Hal ini tercemin dari uraian tentang Positanya sebanyak 147 halaman (dari sebelumnya hanya 37 halaman) maupun butir-butir Petitumnya sebanyak 15 (lima belas) butir (dari sebelumnya hanya 7 (tujuh) butir.
“Bahkan perbaikan Permohonan PHPU yang diajukan Paslon Nomor Urut 02 tanggal 10 Juni 2019, itup-un tanpa penjelasan bagian mana dari butir-butir Permohonan PHPU yang didaftarkan pada tanggal 24 Mei 2019 yang diperbaiki dan butir-butir mana yang tetap dipertahankan,” tuturnya.
Dengan demikian, format dan substansi Permohonan PHPU versi perbaikan harus dinyatakan sebagai Permohonan PHPU baru yang didaftarkan setelah lewat dari batas waktu 3 x 24 jam.
“Jadi, paslon Nomor Urut 02 harus dinyatakan “tidak mengajukan Permohonan PHPU yang berisi Keberatan terhadap Penetapan Perolehan Suara Hasil Pemilu oleh KPU yang dianggap salah dan Penghitungan Suara yang benar menurut Pemohon sesuai dengan UU,” jelas Petrus.
Meskipun substansi Permohonan PHPU Perbaikan memenuhi standar Permohonan PHPU namun Perbaikan PHPU diajukan dalam format sebagai Permohonan PHPU yang baru tidak jelas.
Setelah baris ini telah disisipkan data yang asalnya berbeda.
Issue #1919, opened 2026-07-15
Embedded terminal: slow rendering + freezes on reconnect (no backpressure, no reconnect handling, no GPU renderer)


kgabryje:
## Summary

The embedded terminal (xterm.js + zellij + node-pty, see `apps/agor-ui/src/components/EmbeddedTerminal`, `apps/agor-daemon/src/services/terminals.ts`, `packages/executor/src/commands/zellij.ts`) is reported as slow, buggy, and prone to freezing. Investigated architecture end-to-end and cross-verified with an independent pass. Filing to track fixes.

## Architecture (confirmed)

One zellij session (single PTY, via `node-pty`) per user, shared across **all** their branches — zellij tabs represent per-branch terminals. I/O is raw Socket.IO (`terminal:input`/`terminal:output`/`terminal:resize`/`terminal:exit`), not routed through Feathers' `patched`/`created` sync layer.

## Root causes identified

1. **No reconnect handling (likely the actual freeze cause).** The executor calls `process.exit(0)` on any socket disconnect (`zellij.ts:96-104`). Neither `EmbeddedTerminal.tsx` nor `TerminalModal.tsx` re-`join`s the channel or re-issues `terminals.create` after a socket reconnect. A transient network blip or daemon restart kills the executor while the UI still shows `connected: true` and silently stops receiving output — indistinguishable from a hang until the component remounts.
2. **No backpressure/coalescing on terminal output.** `pty.onData` (`zellij.ts:182-187`) unconditionally `socket.emit`s every chunk; the daemon relay (`socketio.ts:686`) broadcasts to the whole room including the executor's own socket (wasted round-trip). `terminal:input` is rate-limited (~500/s token bucket); `terminal:output` has zero flow control.
3. **No GPU-accelerated renderer.** Only `@xterm/addon-clipboard` and `@xterm/addon-web-links` are installed — no `@xterm/addon-webgl` (or canvas addon). xterm falls back to the slow DOM renderer, which is especially costly for zellij's full-screen repaints.
4. **Hand-rolled fit/resize logic.** No `@xterm/addon-fit` dependency; `EmbeddedTerminal.tsx` pokes private xterm internals (`_core._renderService...`) via `ResizeObserver` + `onRender` + a 100ms `setInterval` burst. Works today but is fragile against xterm version bumps. `TerminalModal.tsx` doesn't fit at all (hardcoded 160x40).
[...]

PR #1920, opened 2026-07-15
perf(terminal): coalesce PTY output and adopt WebGL + fit addons (#1919)

kgabryje:
Fixes the rendering-performance half of #1919 (items 2, 4, 5). The reconnect/reliability half is handled separately on `fix-terminal-reconnect`.

## Problem

The embedded terminal (xterm.js → Socket.IO → daemon → executor/node-pty → zellij) was janky under heavy output. Three root causes:

1. **No output backpressure/coalescing** — the PTY's `onData` did one `socket.emit('terminal:output')` per OS-level read, and the daemon relayed each frame back to the *sending executor's own socket* too (wasted round trip).
2. **No GPU-accelerated renderer** — xterm fell back to its slow DOM renderer, costly for zellij full-screen repaints.
3. **Fragile fit logic** — `EmbeddedTerminal` poked xterm's private `_core` internals via a `ResizeObserver`/`onRender`/rAF/`setInterval` combination; `TerminalModal` didn't fit at all (hardcoded `160×40`).

### A. Output coalescing
- **Executor** (`packages/executor/src/commands/zellij.ts`): new `createOutputCoalescer` buffers `pty.onData` chunks and emits one `terminal:output` per flush — whichever of `setImmediate` / 16ms timer / 64KB size cap fires first. Flushes the tail on PTY exit.
- **Daemon** (`apps/agor-daemon/src/setup/socketio.ts`): relay via `socket.to(channel)` instead of `io.to(channel)` so the executor no longer receives its own output echoed back.

### B. WebGL renderer
- New shared `apps/agor-ui/src/utils/xtermWebgl.ts` — loads `@xterm/addon-webgl` with the addon's documented `onContextLoss` → dispose → DOM-renderer fallback, and swallows construction failure where WebGL is unavailable (headless/CI/locked-down browsers). Wired into both `EmbeddedTerminal` and `TerminalModal`.

### C. Fit addon
- `EmbeddedTerminal`: private-internals fit hack replaced with `@xterm/addon-fit`; `ResizeObserver` retained as the re-fit trigger.
- `TerminalModal`: real fitting via the same addon into a concretely-sized modal body (was hardcoded `160×40`).

## Tests
- `packages/executor/.../zellij.output-coalescer.test.ts` — coalescing window, byte-cap early flush, fresh window after flush, dispose-flushes-tail, empty-chunk handling.
- `apps/agor-daemon/.../socketio.test.ts` — asserts `terminal:output` excludes the sending executor socket (`socket.to`, not `io.to`).

## Verification
- `pnpm install` + `pnpm check` (typecheck + biome + shortid/multitenancy + build) pass.
- Touched-package suites pass: daemon socketio (39), UI (883). Executor coalescer suite passes; the 3 unrelated executor failures (gemini/opencode) are a pre-existing `@opentelemetry/semantic-conventions` ESM resolution issue on a fresh clone, not touched by this PR.
- Coalescing window is 16ms (imperceptible input→output latency); WebGL load is guarded and falls back rather than regressing cold-open.


kgabryje:
Addressed the review (commit `20388d3c`):

1. **Byte-accurate cap** — `createOutputCoalescer` now tracks encoded UTF-8 size via `Buffer.byteLength(chunk, 'utf8')` in a `bufferedBytes` counter (reset on flush) instead of `buffer.length` (UTF-16 code units). Added a multi-byte test (`★` = 3 UTF-8 bytes) proving the cap trips on real byte size, not char count.

2. **Lockfile** — restored the accidentally-dropped `cpu: [x64, arm64, wasm32, arm]` on `libsql@0.5.29`. The only remaining `pnpm-lock.yaml` diff is the two new `@xterm/addon-fit` / `@xterm/addon-webgl` entries; `pnpm install --frozen-lockfile` passes.

3. **Fanout test (addressed, not deferred)** — the socketio test fake now models real room membership and per-socket delivery (`deliverToRoom` walks `io.sockets`, `io.to` reaches all members, `socket.to` excludes the sender). New test joins the executor + two browser tabs to the channel and asserts both browsers receive `terminal:output` while the executor does not.

`pnpm check` (typecheck + biome + shortid/multitenancy + build) passes; coalescer suite (6) and daemon socketio suite (40) green.

mistercrunch (approved):

mistercrunch:
About security CI issue, I think is about upgrading to pnpm 11, tackling in another PR hopefully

Apalagi, PHPU versi perbaikan ini tidak menampilkan catatan tentang butir mana yang mengalami Perbaikan redaksional atau kesalahan pengetikan kata/kalimat.
“Karena itu, perbaikan dengan mengubah secara total Posita maupun Petitumnya jelas menyalahi aturan dan berimplikasi hukum didiskualifikasi Permohonan PHPU kedua-duanya oleh MK,” pungkasnya.